=== Dataset records ===
PR #15457, opened 2023-08-25
login can be an email (+ char accepted)

orthagh:
| Q             | A
| ------------- | ---
| Bug fix?      | yes
| New feature?  | no
| BC breaks?    | no
| Deprecations? | no
| Tests pass?   | yes
| Fixed tickets | !28929

### DIFF
--- a/tests/FrontBaseClass.php
+++ b/tests/FrontBaseClass.php
@@ -59,14 +59,26 @@ class FrontBaseClass extends \GLPITestCase
         parent::afterTestMethod($method);
     }
 
-    protected function logIn()
+    protected function loginProvider()
+    {
+        return [
+            [TU_USER, TU_PASS],
+            ['jsmith123', TU_PASS],
+            ['john+doe@doe.com', TU_PASS],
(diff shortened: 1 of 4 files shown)


trasher:
This should be tested

trasher (approved):

tests/FrontBaseClass.php
```diff
@@ -59,14 +59,26 @@ public function afterTestMethod($method)
...
+    protected function loginProvider()
+    {
+        return [
+            [TU_USER, TU_PASS],
+            ['jsmith123', TU_PASS],
+            ['john+doe@doe.com', TU_PASS],
+        ];
+    }
+
+    /**
```
trasher, line 71: I'm not sure this is a good idea. This login method is meant to be called from subclasses several times, and we need a real login on a well known user in this case.

I guess a better solution would be to create a new method with the provider which will just call the existing one

trasher (changes requested):

trasher (approved):

PR #15478, opened 2023-08-31
Fix : Duplicate mail notification

Lainow:
### <samp>🤖 Generated by Copilot at 9c3ab02</samp>

Fix notification issue for satisfaction surveys. Prevent sending a notification when only the `date_answered` field of a `TicketSatisfaction` object is updated by the system.

| Q             | A
| ------------- | ---
| Bug fix?      | yes
| New feature?  | no
| BC breaks?    | no
| Deprecations? | no
| Tests pass?   | yes
| Fixed tickets | #number

### DIFF
--- a/src/TicketSatisfaction.php
+++ b/src/TicketSatisfaction.php
@@ -201,7 +201,7 @@ class TicketSatisfaction extends CommonDBTM
 
         if (!isset($this->input['_disablenotif']) && $CFG_GLPI["use_notifications"]) {
             $ticket = new Ticket();
-            // date_answer is always set when updating
+            // date_answer is always updated even if the comment or rate does not change
             if (count($this->updates) > 1 && $ticket->getFromDB($this->fields['tickets_id'])) {
                 NotificationEvent::raiseEvent("replysatisfaction", $ticket);
             }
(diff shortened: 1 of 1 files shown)


trasher (approved):

src/TicketSatisfaction.php
```diff
@@ -201,7 +201,8 @@ public function post_UpdateItem($history = 1)
 
         if (!isset($this->input['_disablenotif']) && $CFG_GLPI["use_notifications"]) {
             $ticket = new Ticket();
-            if ($ticket->getFromDB($this->fields['tickets_id'])) {
+            // date_answer is always set when updating
```
stonebuzz, line 204:
```suggestion
            // date_answer is always updated even if the comment or rate does not change
```

stonebuzz (changes requested):

stonebuzz (approved):

trasher:
As said in our internal discussion channel, I wonder if the date should have been updated if nothing else has been.

orthagh:
> if nothing else has been

I agree.
- If only date updated -> discard changes
- if something else updated -> send notification

stonebuzz:
As discussed IRL with @orthagh 

Loading the data from the ```DB``` into the ```prepareInputForUpdate``` to compare with the data sent (```$input```) by the user doesn't seem like a good idea.


```pre_updateInDB``` doesn't condition the update action.
Even if I return ```false``` / ```empty array``` subsequent processing will be executed

Current PR is easier to manage

PR #15536, opened 2023-09-05
Show only the rack item form itself in modal

cconard96:
| Q             | A
| ------------- | ---
| Bug fix?      | yes
| New feature?  | no
| BC breaks?    | no
| Deprecations? | no
| Tests pass?   | yes
| Fixed tickets | -

Currently, the entire rack item form, including tabs, are being displayed in the modal when adding an item to the rack. This causes an issue as the new tabs share the same ID as the panel on the page. Before the "All" tab was reworked, this didn't seem to be an issue, but now the tabs on the page are hidden when the modal is opened (and an error trying to redefine a function).

Since the modal will only ever be used for a new item, it makes sense to just show the form itself without the extra tab stuff. Currently, the only way to have multiple tabbed forms loaded at once would be to load the others in an iframe. Randomizing the IDs and function names isn't a clean solution as many places simple call `reloadTab` and we wouldn't know which set of tabs it is referring to. The calling script wouldn't know if it is on the main page or a modal either.

### DIFF
--- a/front/item_rack.form.php
+++ b/front/item_rack.form.php
@@ -81,7 +81,13 @@ if (isset($_GET['id'])) {
 $ajax = isset($_REQUEST['ajax']) ? true : false;
 
 if ($ajax) {
-    $ira->display($params);
+    $item = new Item_Rack();
+    $id = $params['id'] ?? 0;
+    if ($id > 0 && !$item->getFromDB($params['id'])) {
+        Html::displayNotFoundError();
+        return;
+    }
+    $item->showForm($id, $params);
 } else {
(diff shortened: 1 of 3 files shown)


orthagh (approved):
In fact, I wonder if we could edit an item_rack with a modal (with the pencil icon on the line)
but same, there is no tab currently.

Can you check if it's quick to move the edit control to modal ?

orthagh (approved):

trasher (approved):

cedric-anne (approved):

PR #15537, opened 2023-09-05
Fix dashboard browser cache hash

AdrienClairembault:
The cache key does not take current entities into account due to a typo that's probably here since the original implementation in GLPI 9.5.

| Q             | A
| ------------- | ---
| Bug fix?      | yes
| New feature?  | no
| BC breaks?    | no
| Deprecations? | no
| Tests pass?   | yes
| Fixed tickets | #15431


AdrienClairembault:
Fix #15431.

orthagh (approved):

trasher (approved):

=== Activity ===
The answer is every entry, copied word for word.

=== Answer to the problem ===
PR #15457, opened 2023-08-25
login can be an email (+ char accepted)

orthagh:
| Q             | A
| ------------- | ---
| Bug fix?      | yes
| New feature?  | no
| BC breaks?    | no
| Deprecations? | no
| Tests pass?   | yes
| Fixed tickets | !28929

### DIFF
--- a/tests/FrontBaseClass.php
+++ b/tests/FrontBaseClass.php
@@ -59,14 +59,26 @@ class FrontBaseClass extends \GLPITestCase
         parent::afterTestMethod($method);
     }
 
-    protected function logIn()
+    protected function loginProvider()
+    {
+        return [
+            [TU_USER, TU_PASS],
+            ['jsmith123', TU_PASS],
+            ['john+doe@doe.com', TU_PASS],
(diff shortened: 1 of 4 files shown)


trasher:
This should be tested

trasher (approved):

tests/FrontBaseClass.php
```diff
@@ -59,14 +59,26 @@ public function afterTestMethod($method)
...
+    protected function loginProvider()
+    {
+        return [
+            [TU_USER, TU_PASS],
+            ['jsmith123', TU_PASS],
+            ['john+doe@doe.com', TU_PASS],
+        ];
+    }
+
+    /**
```
trasher, line 71: I'm not sure this is a good idea. This login method is meant to be called from subclasses several times, and we need a real login on a well known user in this case.

I guess a better solution would be to create a new method with the provider which will just call the existing one

trasher (changes requested):

trasher (approved):

PR #15478, opened 2023-08-31
Fix : Duplicate mail notification

Lainow:
### <samp>🤖 Generated by Copilot at 9c3ab02</samp>

Fix notification issue for satisfaction surveys. Prevent sending a notification when only the `date_answered` field of a `TicketSatisfaction` object is updated by the system.

| Q             | A
| ------------- | ---
| Bug fix?      | yes
| New feature?  | no
| BC breaks?    | no
| Deprecations? | no
| Tests pass?   | yes
| Fixed tickets | #number

### DIFF
--- a/src/TicketSatisfaction.php
+++ b/src/TicketSatisfaction.php
@@ -201,7 +201,7 @@ class TicketSatisfaction extends CommonDBTM
 
         if (!isset($this->input['_disablenotif']) && $CFG_GLPI["use_notifications"]) {
             $ticket = new Ticket();
-            // date_answer is always set when updating
+            // date_answer is always updated even if the comment or rate does not change
             if (count($this->updates) > 1 && $ticket->getFromDB($this->fields['tickets_id'])) {
                 NotificationEvent::raiseEvent("replysatisfaction", $ticket);
             }
(diff shortened: 1 of 1 files shown)


trasher (approved):

src/TicketSatisfaction.php
```diff
@@ -201,7 +201,8 @@ public function post_UpdateItem($history = 1)
 
         if (!isset($this->input['_disablenotif']) && $CFG_GLPI["use_notifications"]) {
             $ticket = new Ticket();
-            if ($ticket->getFromDB($this->fields['tickets_id'])) {
+            // date_answer is always set when updating
```
stonebuzz, line 204:
```suggestion
            // date_answer is always updated even if the comment or rate does not change
```

stonebuzz (changes requested):

stonebuzz (approved):

trasher:
As said in our internal discussion channel, I wonder if the date should have been updated if nothing else has been.

orthagh:
> if nothing else has been

I agree.
- If only date updated -> discard changes
- if something else updated -> send notification

stonebuzz:
As discussed IRL with @orthagh 

Loading the data from the ```DB``` into the ```prepareInputForUpdate``` to compare with the data sent (```$input```) by the user doesn't seem like a good idea.


```pre_updateInDB``` doesn't condition the update action.
Even if I return ```false``` / ```empty array``` subsequent processing will be executed

Current PR is easier to manage

PR #15536, opened 2023-09-05
Show only the rack item form itself in modal

cconard96:
| Q             | A
| ------------- | ---
| Bug fix?      | yes
| New feature?  | no
| BC breaks?    | no
| Deprecations? | no
| Tests pass?   | yes
| Fixed tickets | -

Currently, the entire rack item form, including tabs, are being displayed in the modal when adding an item to the rack. This causes an issue as the new tabs share the same ID as the panel on the page. Before the "All" tab was reworked, this didn't seem to be an issue, but now the tabs on the page are hidden when the modal is opened (and an error trying to redefine a function).

Since the modal will only ever be used for a new item, it makes sense to just show the form itself without the extra tab stuff. Currently, the only way to have multiple tabbed forms loaded at once would be to load the others in an iframe. Randomizing the IDs and function names isn't a clean solution as many places simple call `reloadTab` and we wouldn't know which set of tabs it is referring to. The calling script wouldn't know if it is on the main page or a modal either.

### DIFF
--- a/front/item_rack.form.php
+++ b/front/item_rack.form.php
@@ -81,7 +81,13 @@ if (isset($_GET['id'])) {
 $ajax = isset($_REQUEST['ajax']) ? true : false;
 
 if ($ajax) {
-    $ira->display($params);
+    $item = new Item_Rack();
+    $id = $params['id'] ?? 0;
+    if ($id > 0 && !$item->getFromDB($params['id'])) {
+        Html::displayNotFoundError();
+        return;
+    }
+    $item->showForm($id, $params);
 } else {
(diff shortened: 1 of 3 files shown)


orthagh (approved):
In fact, I wonder if we could edit an item_rack with a modal (with the pencil icon on the line)
but same, there is no tab currently.

Can you check if it's quick to move the edit control to modal ?

orthagh (approved):

trasher (approved):

cedric-anne (approved):

PR #15537, opened 2023-09-05
Fix dashboard browser cache hash

AdrienClairembault:
The cache key does not take current entities into account due to a typo that's probably here since the original implementation in GLPI 9.5.

| Q             | A
| ------------- | ---
| Bug fix?      | yes
| New feature?  | no
| BC breaks?    | no
| Deprecations? | no
| Tests pass?   | yes
| Fixed tickets | #15431


AdrienClairembault:
Fix #15431.

orthagh (approved):

trasher (approved):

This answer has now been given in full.